Output the line that contains "PR #340, opened 2021-02-23" and every line after it to the end of the entries, with nothing added or left out.

▸ Dataset:

--------------------------------

PR #303, opened 2020-12-02
Refactor random tests

jqmp:
This moves some code out of ModelFlowHarness and into ModelBinding; now all the model and user-code logic is in the binding class, while the harness class is only responsible for coordinating between the model and the real flow.

(I also looked at moving all the model state out into a separate `ModelFlow` class, but it didn't seem like a big improvement.)


namanjain (approved):
It's too bad that `ModelFlow` didn't turn out that well, but this change still has a cleaner separation of responsibilities compared to before.

Issue #296, opened 2020-11-16
Uncached values should be recomputed each time they're used


jqmp:
Currently, when an entity has both persistence and memoization disabled, we store its value in memory for the duration the `Flow.get()` call (as documented [here](https://bionic.readthedocs.io/en/stable/concepts.html#disabling-in-memory-caching)). I think we should change this behavior: instead of storing it in memory, we should recompute the value each time it's used.

I believe the current behavior was chosen because it was easier to implement. However, it seems more intuitive to me that if memoization is disabled, then we don't store the value in memory any longer than necessary. This also matches the intuition of data scientists I've spoken with. (If you're at Square, you can search Slack for the string "it sounds like everyone here would prefer to have it recompute".) Finally, it's slightly confusing that turning off persistence will change the amount of memoization.

This would be a breaking change. Although I doubt many users depend on the current behavior, we should make sure to check in with users before finalizing the change.

jqmp:
[This PR](https://github.com/square/bionic/pull/295) has a concrete example. In this test case, `x` is non-memoized and non-persisted and is used by two other entities (`x_squared` and `y_x_cubed`). With the current behavior, we store its value in memory until the `get` call is finished, so `x` is only computed once per call. After this change, `x` would be computed twice.

PR #304, opened 2020-12-03
Add generic eviction code

jqmp:
This generalizes our "vacate" code to make it safe to use on any
temporarily memoized value, not just drafts. Now temporarily memoized
values can be evicted from memory and recomputed later if necessarily.

(This commit doesn't change any behavior; it just makes it possible to
introduce changes later.)

Motivation
----------

There are two motivations for this:

1. I want to split out the persistent saving and loading operations into
separate tasks, so that instead of a persistent entity being computed
like this:

    <x>           -> x
    (draft value) -> (final value)

it will be computed like this:

    <x>           -> x/artifact -> x
    (draft value) -> (artifact) -> (final value)

The catch is, if `x` is not memoized, we want it to be loaded from disk
each time it's needed; that is, we want the loading function `x/artifact
-> x` to be recomputed each time. That means we need a way to evict `x`
from memory as soon as it gets used (but not any sooner!).

2. Recomputing uncached values each time they're used (described
[here](https://github.com/square/bionic/issues/296)).

Implementation
--------------

Both of these goals require us to be able to: compute an entry value;
hold it in memory long enough for a dependency to access it; delete it;
and then recompute it again if necessary. (Also, if the value is a
tuple, we need to make sure to keep it around just long enough for all
of its followup tasks to run. If it weren't for this extra constraint,
we could solve this by just computing these uncached values (and their
uncached dependencies) lazily each time; but that would mean any task
that produces a pair of values would always get run twice.)

Previously the only values we evicted from memory were draft values.
This was easy to do because we know that draft values are only ever
accessed by their followup tasks, so once the followups are done, it's
safe to delete the draft value forever. However, now we want
to delete values that might be accessed later, so we need to be able to
recompute them on demand. This required the following changes:

1. We need a mechanism to delete requirements that are no longer needed.
We delete a requirement if (a) the requirement's source entry is fully
completed (`CACHED`), or (b) the requirement is marked "transient" and
its destination is fully completed. ("Transient" requirements are for
things like followup tasks, where we need an entry to be completed but
there's no other entry waiting for it.)

2. We now have one extra priority level: some followup tasks are not
just `HIGH` but `TOP` priority. The idea here is that if you have a
tuple, it's more urgent to break it into smaller pieces than it is to
process those individual pieces. This approach helps us get those pieces
out of memory as early as possible.

3. We need to actually delete each temporarily-memoized value from
memory at the right time. This can be either right after a child task
uses the value, or right after computing a value that no one is waiting
for (which can happen with followup tasks). Note that we don't do this
eviction for actual entity values, because that would be a breaking
change; we still just do this for draft values. We use a new
`should_memoize_for_query` field on `DescriptorMetadata` to determine
which values we should do this for.

### DIFF
--- a/bionic/core/task_execution.py
+++ b/bionic/core/task_execution.py
@@ -18,11 +18,12 @@ in the correct order; thus, the TaskRunnerEntry mostly contains data pertaining 
 task's relationship to other tasks.
 """
 
-import attr
 import copy
-import logging
-
 from enum import auto, Enum, IntEnum
+import logging
+from typing import Optional
+
+import attr
 
 from ..datatypes import Artifact, Result
 from ..exception import (
@@ -73,7 +74,7 @@ class TaskRunnerEntry:
 
         self.incoming_reqs = set()
         self.outgoing_reqs = set()
-        self.priority = EntryPriority.DEFAULT
+        self.priority = EntryPriority.NORMAL
 
     @property
     def stage(self):
@@ -206,6 +207,7 @@ class TaskRunnerEntry:
         # exactly the same value.)
         elif state.should_memoize:
             state._result = result
+
         else:
             self.context.temp_result_cache.save(result)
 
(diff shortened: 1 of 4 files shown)


bionic/core/task_execution.py
```diff
@@ -313,16 +278,21 @@ class EntryRequirement:
...
+    its ``src_entry`` has reached the (final) ``CACHED`` level. Once a requirement is
+    discarded, it's permissible for ``dst_entry`` to revert to a previous level. If a
+    requirement is not transient and has no source, it is assumed to be permanent.
     """
 
-    src_entry = attr.ib()
-    dst_entry = attr.ib()
-    level = attr.ib()
+    dst_entry: TaskRunnerEntry = attr.ib()
+    level: "EntryLevel" = attr.ib()
```
simonafk, line 293: If this indicates the requirements of `dst_entry`, what about adding a `dst_` prefix?

jqmp: I think this could make sense. It might be better to do it in a separate PR though. Let's discuss it in our meeting today.

bionic/core/task_execution.py
```diff
@@ -313,16 +278,21 @@ class EntryRequirement:
...
+    src_entry: Optional[TaskRunnerEntry] = attr.ib()
+    is_transient: bool = attr.ib()
```
namanjain, line 295: This might be only me, but I find `transient` hard to understand since it isn't clear when it disappears. It seems like you are using `transient` to tell if only `dst` cares about the requirement. When it is not transient, it means that either `src` cares about it, or the `dst` was requested (so deriver cares about it). How do you feel about encoding these two properties separately instead of combining them in one property (which is `is_transient`)?

namanjain (approved):
The changes looks good logically. It's really exciting that you could generalize it well enough that it can be used to further decompose tasks into micro-tasks.

But I find the code a little confusing with the use of transient. It's another one of those which even though I understand it now, I'll need to read the whole flow when I look at it again.

bionic/core/task_execution.py
```diff
@@ -313,16 +278,21 @@ class EntryRequirement:
...
-    A requirement indicates that one entry (`src_entry`) can't make any further progress
-    until another entry (`dst_entry`) has reached a certain level of progress (`level`).
+    A requirement indicates that we need a particular entry (``dst_entry``) to reach a
+    certain level of progress (``level``). This could be because it's blocking some
+    other entry (``src_entry``), or for some external or a priori reason.
 
-    Note: `src_entry` can also be `None`, indicating some sort of external or a priori
-    requirement. On the other hand, `dst_entry` cannot be `None`.
+    An entry can be marked ``is_transient``, meaning it can safely be discarded once
+    ``dst_entry`` has reached the target ``level``. Otherwise, it also be discarded if
```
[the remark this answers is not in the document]
jqmp: Yes, "otherwise" was meant to mean "if it's not transient". I'll make that clearer.

bionic/core/task_execution.py
jqmp: As we discussed in a hangout, I'll try replacing this with some kind of `valid_until` enum.

jqmp: I replaced `is_transient` with an `expiration` enum field.

namanjain: Thanks! I find the code a lot easier to read now.

PR #305, opened 2020-12-03
better aip job naming

simonafk:


jqmp (approved):
LGTM!

jqmp:
Now that we've added new logging tests here, is there anything else from https://github.com/square/bionic/pull/281 that we want to keep?

simonafk:
> Now that we've added new logging tests here, is there anything else from #281 that we want to keep?

Closed #281. Most of the changes has been imported here and in other PRs.

PR #340, opened 2021-02-23
Revert "Use fsspec filesystem in LocalFilesystem"

simonafk:
This reverts commit 3a7280a3b79ba629d3482fd3b057888385a2ccd1.

Use of fsspec transaction caused Read The Docs build to fail.

### DIFF
--- a/bionic/persistence.py
+++ b/bionic/persistence.py
@@ -5,17 +5,20 @@ point of entry is the PersistentCache, which encapsulates this functionality.
 
 import attr
 import cattr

--------------------------------

▸ Answer area:
PR #340, opened 2021-02-23
Revert "Use fsspec filesystem in LocalFilesystem"

simonafk:
This reverts commit 3a7280a3b79ba629d3482fd3b057888385a2ccd1.

Use of fsspec transaction caused Read The Docs build to fail.

### DIFF
--- a/bionic/persistence.py
+++ b/bionic/persistence.py
@@ -5,17 +5,20 @@ point of entry is the PersistentCache, which encapsulates this functionality.
 
 import attr
 import cattr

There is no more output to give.